I used to be convinced that there was nothing worse than The Inevitable. To me, I think it hurt the way it did because there was no Inevitable as far as I was concerned. I wanted forever, and if you gave enough, I didn’t see why we couldn’t have it. I was optimistic.
I used to think that there was nothing worse than the inevitable when it did happen. You don’t deserve to know how it tore me apart. You don’t deserve to know how I suffered through every day, how the ones who actually loved me had to watch me become a ghost of the happy person I used to be.
I wasn’t the same. I’m still not the same.
You didn’t have to watch the people I love look at me like I wasn’t there. Like they were mourning a person that was still standing right there in front of them. Maybe they simply knew that there were days, there are days, that I wish I wasn’t there. But, it wasn’t your fault.
Then I moved away, started to build myself back up in a new city with new friends, and somehow, still, you had your hooks in me so deep that I had the audacity to wonder how you were doing. You crept your way into my daily life, however slowly, our past haunting me yet again.
Even still, I couldn’t bear saying that I hated you. I couldn’t blame you for anything. Clearly, it was all me.
Then the Worse than Inevitable happened. We, as humans, have this funny thing that happens to us when something shatters our world. In the devastation, and in the unbearable pain of it all, we think, “This can’t get any worse.”
Well, a few days ago I discovered my Something Worse. And as I sat in my car with tears streaming down my face, crying so hard that I couldn’t breathe, screaming, I felt myself slipping. I was trapped in this foreign state, a fraction of the person that I used to be, and finally, I felt like I was nothing.
But that wasn’t your fault.
I spent hours, days, trying to rationalize it, trying to take the blame off of you, while simultaneously asking myself why I felt so empty. This was your predicament, your New Normal, not mine.
So why did I feel like the weight of the world landed solely on my shoulders? Above all, why did I wonder if you were okay? Why was my first thought, in the wake of earth-shattering devastation ‘Is he okay? How is he doing?’

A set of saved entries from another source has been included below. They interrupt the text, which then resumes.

PR #3137, opened 2026-06-15
Sync endpoints of the ensured NEGs before resync if error caused by fail while ensuring only part of the NEGs

anyush:
If during the ensuring of NetworkEndpointGroups one (or more) NEGs failed to be ensured first endpoints of the correctly ensured will be synced and only then resync will start. Before changes - such failure will result in immediate resync, which potentially can lead to endpoints never attached/detached in case one (or more) NEGs can't be ensured.

### DIFF
--- a/pkg/neg/syncers/transaction.go
+++ b/pkg/neg/syncers/transaction.go
@@ -38,6 +38,7 @@ import (
 
 	nodetopologyv1 "github.com/GoogleCloudPlatform/gke-networking-api/apis/nodetopology/v1"
 	utilerrors "k8s.io/apimachinery/pkg/util/errors"
+	"k8s.io/apimachinery/pkg/util/sets"
 	listers "k8s.io/client-go/listers/core/v1"
 	"k8s.io/client-go/tools/cache"
 	"k8s.io/client-go/tools/record"
@@ -288,12 +289,31 @@ func (s *transactionSyncer) syncInternalImpl() error {
 	// Only matters for L4 Local mode.
 	needInitDrainStatus := s.needInit && s.enableL4NEGDetachCancel && s.endpointsCalculator.Mode() == negtypes.L4LocalMode
 
+	var ensureErr error
+	var ensuredSubnetZones map[string]sets.Set[string]
 	if s.needInit || topologyChange {
 		s.logger.Info("Need to ensure network endpoint groups", "needInit", s.needInit, "topologyChange", topologyChange)
-		if err := s.ensureNetworkEndpointGroups(); err != nil {
-			return fmt.Errorf("%w: %v", negtypes.ErrNegNotFound, err)
+
+		// Passing ensured NEGs forward from ensureNetworkEndpointGroups() if called during this sync as reading from statusHandler in the same sync might result in reading stale data.
+		ensuredSubnetZones, ensureErr = s.ensureNetworkEndpointGroups()
+		if ensureErr == nil {
+			s.needInit = false
+		} else {
+			// Resync will be triggered only after this iteration will complete syncing ensured NEGs.
+			ensureErr = fmt.Errorf("%w: %v", negtypes.ErrNegNotFound, ensureErr)
+			s.needInit = true
+
+			// if not a single NEG ensured - no need to continue resync
+			if len(ensuredSubnetZones) == 0 {
+				return ensureErr
+			}
 		}
-		s.needInit = false
+	} else {
+		var err error
+		ensuredSubnetZones, err = s.statusHandler.SubnetToZonesMap()
+		if err != nil {
+			return fmt.Errorf("failed to get subnet to zones map from status handler: %w", err)
+		}
 	}
 	s.logger.V(2).Info("Sync NEG", "negSyncerKey", s.NegSyncerKey.String(), "endpointsCalculatorMode", s.endpointsCalculator.Mode())
 
@@ -304,7 +324,7 @@ func (s *transactionSyncer) syncInternalImpl() error {
 		return err
 	}
 
-	currentMap, currentPodLabelMap, drainingEndpoints, err := retrieveExistingZoneNetworkEndpointMap(subnetToNegMapping, s.topologyProvider, s.cloud, s.NegSyncerKey.GetAPIVersion(), s.endpointsCalculator.Mode(), s.enableDualStackNEG, s.networkInfo, s.logger, s.negMetrics, needInitDrainStatus, s.NegSyncerKey.IncludeDrainNodesL4Local)
+	currentMap, currentPodLabelMap, drainingEndpoints, err := retrieveExistingZoneNetworkEndpointMap(subnetToNegMapping, s.topologyProvider, ensuredSubnetZones, s.cloud, s.NegSyncerKey.GetAPIVersion(), s.enableDualStackNEG, s.networkInfo, s.logger, s.negMetrics, needInitDrainStatus)
 	if err != nil {
 		return fmt.Errorf("%w: %w", negtypes.ErrCurrentNegEPNotFound, err)
 	}
@@ -366,6 +386,10 @@ func (s *transactionSyncer) syncInternalImpl() error {
 			s.logger.Info("Using normal mode endpoint calculation")
 		}
 	}
+
+	// Filter out locations without NEGs to prevent attaching endpoints in locations where is no NEG
+	targetMap = s.dropLocationsWithoutNEGs(targetMap, currentMap)
+
 	// When the flags are not enabled, error state should be reset when no
 	// error occurs in the sync.
 	// notInDegraded and onlyInDegraded are not populated when the flags are
@@ -419,13 +443,16 @@ func (s *transactionSyncer) syncInternalImpl() error {
 	}
 
 	if len(addEndpoints) == 0 && len(removeEndpoints) == 0 {
-		s.logger.V(3).Info("No endpoint change. Skip syncing NEG. ", s.Namespace, s.Name)
-		return nil
+		s.logger.V(3).Info("No endpoint change. Skip syncing NEG.", s.Namespace, s.Name)
+		return ensureErr
 	}
+
 	s.logEndpoints(addEndpoints, "adding endpoint")
 	s.logEndpoints(removeEndpoints, "removing endpoint")
-
-	return s.syncNetworkEndpoints(addEndpoints, removeEndpoints, endpointPodLabelMap, migrationZone)
+	if syncErr := s.syncNetworkEndpoints(addEndpoints, removeEndpoints, endpointPodLabelMap, migrationZone); syncErr != nil {
+		return utilerrors.NewAggregate([]error{ensureErr, syncErr})
+	}
+	return ensureErr
 }
 
 // reAddDrainingEndpointsThatAreInTargetMap will make sure that endpoints that are draining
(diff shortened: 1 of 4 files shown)


pkg/neg/syncers/utils.go
```diff
@@ -698,37 +688,45 @@ func podBelongsToService(pod *apiv1.Pod, service *apiv1.Service) error {
...
-	// Include zones that have non-candidate nodes currently. It is possible that NEGs were created in those zones previously and the endpoints now became non-candidates.
-	// Endpoints in those NEGs now need to be removed. This mostly applies to VM_IP_NEGs where the endpoints are nodes.
-	zones, err := zoneGetter.ListZones(zonegetter.AllNodesFilter, logger)
+func retrieveExistingZoneNetworkEndpointMap(subnetToNegMapping map[string]string, topologyProvider negtypes.TopologyProvider, negStatusHandler negtypes.NegStatusHandler, cloud negtypes.NetworkEndpointGroupCloud, version meta.Version, mode negtypes.EndpointsCalculatorMode, enableDualStackNEG bool, logger klog.Logger, negMetrics *metrics.NegMetrics, retrieveDrainStatus bool) (map[negtypes.NEGLocation]negtypes.NetworkEndpointSet, labels.EndpointPodLabelMap, map[negtypes.NetworkEndpoint]string, error) {
+	zoneNetworkEndpointMap := map[negtypes.NEGLocation]negtypes.NetworkEndpointSet{}
+	endpointPodLabelMap := labels.EndpointPodLabelMap{}
+	drainingEndpoints := make(map[negtypes.NetworkEndpoint]string)
+
+	ensuredZonesPerSubnet, err := negStatusHandler.SubnetToZonesMap()
```
08volt: `SubnetToZonesMap()` calls `getSvcNegFromStore()`, which reads the informer cache (`svcNEGLister`), while `ReportStatus()` earlier in the same `syncInternalImpl` call wrote the status through the API server (`patchSvcNegStatus`). Since the cache updates asynchronously, this read can still observe the pre-ensure status within the same sync.

For the first sync of a NEG this looks self-correcting: the cached status shows 0 NEGs, so `ReportSyncStatus` returns `needInit = true` and the next cycle re-runs. My concern is the incremental case where a new zone added to an already-initialized NEG: the cache shows a non-empty status, `needInit` stays false, and the new zone is dropped by `dropLocationsWithoutNEGs` this cycle. Recovery then depends on the SvcNEG-status watch re-enqueuing the key (or the periodic resync), and `isTopologyChange()` reads the same stale cache.

`patchSvcNegStatus` already returns the updated object,feeding it back so the same sync reads its own write would make this deterministic.

pkg/neg/syncers/transaction.go
```diff
@@ -407,13 +422,16 @@ func (s *transactionSyncer) syncInternalImpl() error {
...
+		s.logger.V(3).Info("No endpoint change. Skip syncing NEG.", s.Namespace, s.Name)
+		return ensureErr
 	}
+
 	s.logEndpoints(addEndpoints, "adding endpoint")
 	s.logEndpoints(removeEndpoints, "removing endpoint")
-
-	return s.syncNetworkEndpoints(addEndpoints, removeEndpoints, endpointPodLabelMap, migrationZone)
+	if syncErr := s.syncNetworkEndpoints(addEndpoints, removeEndpoints, endpointPodLabelMap, migrationZone); syncErr != nil {
+		return utilerrors.NewAggregate([]error{ensureErr, syncErr})
```
08volt, line 453: `utilerrors.NewAggregate` implements `Is` but not `As`/`Unwrap`, so `ClassifyError`'s `errors.As(err, &NegSyncError{})` can't see the `ErrNegNotFound` carried by `ensureErr` once it's wrapped here — classification falls back to `ReasonOtherError`.

if `syncNetworkEndpoints` ever returns a NegSyncError with `IsErrorState: true`, aggregating it here would silently suppress the error-state entry. Classifying before aggregating (or a wrapper that preserves `errors.As`) would be safer

pkg/neg/syncers/utils.go
```diff
@@ -698,37 +688,45 @@ func podBelongsToService(pod *apiv1.Pod, service *apiv1.Service) error {
...
 			networkEndpointsWithHealthStatus, err := cloud.ListNetworkEndpoints(negName, zone, retrieveDrainStatus, version, logger)
 			if err != nil {
 				// It is possible for a NEG to be missing in a zone without candidate nodes. Log and ignore this error.
 				// NEG not found in a candidate zone is an error.
-				if utils.IsNotFoundError(err) && !candidateZonesMap.Has(zone) {
-					logger.Info("Ignoring NotFound error for NEG", "negName", negName, "zone", zone, "subnet", subnet)
-					negMetrics.PublishNegControllerErrorCountMetrics(err, true)
-					continue
+				if utils.IsNotFoundError(err) {
+					candidateZonesMap := sets.New(candidateZonesPerSubnet[subnet]...)
```
08volt: `candidateZonesMap` is now rebuilt on each NotFound error inside the `for zone` loop, whereas before it was computed once per subnet. It's only on the error path so the cost is negligible, but hoisting it back above the zone loop would be cleaner and match the prior structure

pkg/neg/syncers/transaction.go
```diff
@@ -548,69 +560,84 @@ func (s *transactionSyncer) ensureNetworkEndpointGroups() error {
...
+				}
 			}
 		}
 	}
 
 	if updateNEGStatus {
-		s.updateInitStatus(negObjRefs, errList)
+		if err := s.statusHandler.ReportStatus(negObjs, errList); err != nil {
+			s.logger.Error(err, "Failed to report ensured NEGs on Status reporter")
+			return EnsuredNEGsReportingFailedError
```
08volt: Returning `EnsuredNEGsReportingFailedError` here changes behavior: previously a `ReportStatus` failure was logged and swallowed, now it aborts the sync. Is this intentional?

pkg/neg/syncers/transaction.go
```diff
@@ -270,29 +273,37 @@ func (s *transactionSyncer) syncInternalImpl() error {
...
-			return fmt.Errorf("%w: %v", negtypes.ErrNegNotFound, err)
+	var ensureErr error
+	if s.needInit || topologyChange {
+		s.logger.Info("Need to ensure network endpoint groups", "needInit", s.needInit, "topologyChange", topologyChange)
+		ensureErr = s.ensureNetworkEndpointGroups()
+		if ensureErr == nil {
+			s.needInit = false
+		} else if errors.Is(ensureErr, EnsuredNEGsReportingFailedError) {
+			// EnsuredNEGsReportingFailedError treated as fatal error as further in code
+			// current state will be read from statusHandler, so it should be up to date.
```
08volt: The comment reads as a justification for proceeding ("...so it should be up to date"), but the reason for the early return is the opposite: because reporting failed, the status is *not* trustworthy, so we must abort. Suggest rewording, e.g.:

```
    // ReportStatus failed, so the status we'd read downstream is stale/unreliable.
    // Treat as fatal and abort the sync so it's retried.
```

pkg/neg/syncers/transaction.go
```diff
@@ -354,6 +365,10 @@ func (s *transactionSyncer) syncInternalImpl() error {
 			s.logger.Info("Using normal mode endpoint calculation")
 		}
 	}
+
+	// Filter out locations where is no NEG
```
08volt: "there is no NEG"

pkg/neg/syncers/transaction.go
```diff
@@ -878,73 +905,41 @@ func (s *transactionSyncer) commitPods(endpointMap map[negtypes.NEGLocation]negt
...
-			s.negMetrics.PublishNegControllerErrorCountMetrics(err, true)
-			continue
+// dropLocationsWithoutNEGs excludes locations from targetMap that do not exist in currentMap.
+func (s *transactionSyncer) dropLocationsWithoutNEGs(targetMap, currentMap map[negtypes.NEGLocation]negtypes.NetworkEndpointSet) map[negtypes.NEGLocation]negtypes.NetworkEndpointSet {
+	filteredMap := make(map[negtypes.NEGLocation]negtypes.NetworkEndpointSet)
+	for loc, endpoints := range targetMap {
+		if _, ok := currentMap[loc]; ok {
+			filteredMap[loc] = endpoints
+		} else {
+			s.logger.Info("Excluding target endpoints for location, where is no NEG", "location", loc)
```
08volt: "there is no NEG"

pkg/neg/syncers/transaction.go
```diff
@@ -54,12 +52,14 @@ import (
...
 	"k8s.io/ingress-gce/pkg/neg/syncers/labels"
 	negtypes "k8s.io/ingress-gce/pkg/neg/types"
-	svcnegclient "k8s.io/ingress-gce/pkg/svcneg/client/clientset/versioned"
-	"k8s.io/ingress-gce/pkg/utils/patch"
 	"k8s.io/ingress-gce/pkg/utils/zonegetter"
 	"k8s.io/klog/v2"
 )
 
+var (
+	EnsuredNEGsReportingFailedError = errors.New("failed to report ensured NEGs")
```
08volt: no need to be exported

pkg/neg/syncers/utils.go
anyush: As discussed passing ensured locations from ensureNetworkEndpointGroups everywhere in the current iteration and reading status for iterations without ensuring NEGs.

pkg/neg/syncers/transaction.go
anyush: As I see syncNetworkEndpoints never return NegSyncError, so I think it can be safely be returned as is

pkg/neg/syncers/utils.go
anyush: Updated

pkg/neg/syncers/transaction.go
anyush: Removed err caused by fail in status reporting - irrelevant

pkg/neg/syncers/transaction.go
anyush: Updated

pkg/neg/syncers/transaction.go
anyush: Updated

pkg/neg/syncers/transaction.go
anyush: No more need for this error - removed

pkg/neg/syncers/transaction.go
anyush: Reverted this behaviour

pkg/neg/syncers/transaction.go
```diff
@@ -638,6 +658,7 @@ func (s *transactionSyncer) ensureNetworkEndpointGroups() error {
 	if updateNEGStatus {
```
midavadim, line 698: probably we should move thid change below s.syncMetricsCollector call

pkg/neg/syncers/transaction.go
```diff
@@ -56,6 +56,10 @@ import (
 	"k8s.io/klog/v2"
 )
 
+var (
+	EnsuredNEGsReportingFailedError = errors.New("failed to report ensured NEGs")
```
midavadim: rename to something like

ErrNEGsReportStatus = errors.New("failed to report NEGs status")

Err... is more common in our codebase

pkg/neg/syncers/transaction.go
midavadim: still needs to be repfrased

pkg/neg/syncers/transaction.go
midavadim: still not updated

pkg/neg/syncers/transaction.go
```diff
@@ -294,20 +294,26 @@ func (s *transactionSyncer) syncInternalImpl() error {
 	needInitDrainStatus := s.needInit && s.enableL4NEGDetachCancel && s.endpointsCalculator.Mode() == negtypes.L4LocalMode
 
 	var ensureErr error
+	var ensuredSubnetZones map[string]sets.Set[string]
```
midavadim, line 293: probably we should consider to use custom type, since we use it quite often

type SubnetToZonesMap map[string]sets.Set[string]

pkg/neg/syncers/transaction.go
anyush: Seems like this is comment to older version, where if there is an error during reporting, than we returned before metrics collector even called. closing as irrelevant

pkg/neg/syncers/utils.go
```diff
@@ -687,39 +687,36 @@ func podBelongsToService(pod *apiv1.Pod, service *apiv1.Service) error {
...
-		zones := allZonesPerSubnet[subnet]
-		candidateZonesMap := candidateZonesPerSubnet[subnet]
+		ensuredZones, ok := ensuredZonesPerSubnet[subnet]
+		if !ok {
+			continue
+		}
+		candidateZones := candidateZonesPerSubnet[subnet]
 
-		for zone := range zones {
+		for zone := range ensuredZones {
```
08volt: This loop now iterates ensuredZones instead of the previous AllNodesFilter set. 

The removed block specifically pulled in zones that have non-candidate nodes but still hold a NEG, to detach endpoints that are no longer desired. 

After a zone drops out of the candidate set (e.g. its nodes get cordoned/drained but aren't deleted), it won't be in ensuredSubnetZones on the ensure path, and ReportStatus then rewrites status without it, so no later sync re-scans it either. 

Whole-NEG GC (processNEGDeletionCandidate) only fires when the entire SvcNEG is undesired, not when a single zone drains. What detaches those stale endpoints now?

anyush: Yeah, already discovered this issue myself - `ensuredZones` should replace `candidateZones` there, not `allZones`, as these are in fact filtered candidates (non-existent filtered out) - fixed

You can only think the best of someone for so long before you realize, like a smack in the face, that you are viewing the world through rose-colored glasses. It takes the utmost strength to take those glasses off and toss them aside and realize that there are instances where people aren’t the saints that you painted them to be.
I loved you so much that those rose-colored glasses never left me.
Until today. And I refuse to apologize for it. Finally, the blame is on you.